_Exercise:_
Once the line containing "can cause issues." has been copied, stop; copy every line before it exactly, beginning with the first line of the material below.

_Supplied material:_
PR #5251, opened 2020-12-11
fix(calendar-month): rely on base styles from react-core/dist/styles/base.css

redallen:
**What**: In some cases may fix base styles being loaded incorrectly:
image

**Additional issues**: React-styles shouldn't reexport `base` styles because `react-core/dist/styles/base.css` already exports them. Including them from react-styles just includes the CSS twice which can cause issues.


jschuler (approved):

evwilkin (approved):
LGTM

dlabrecq (commented):
LGTM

_Response box:_
PR #5251, opened 2020-12-11
fix(calendar-month): rely on base styles from react-core/dist/styles/base.css

redallen:
**What**: In some cases may fix base styles being loaded incorrectly:
image

**Additional issues**: React-styles shouldn't reexport `base` styles because `react-core/dist/styles/base.css` already exports them. Including them from react-styles just includes the CSS twice which can cause issues.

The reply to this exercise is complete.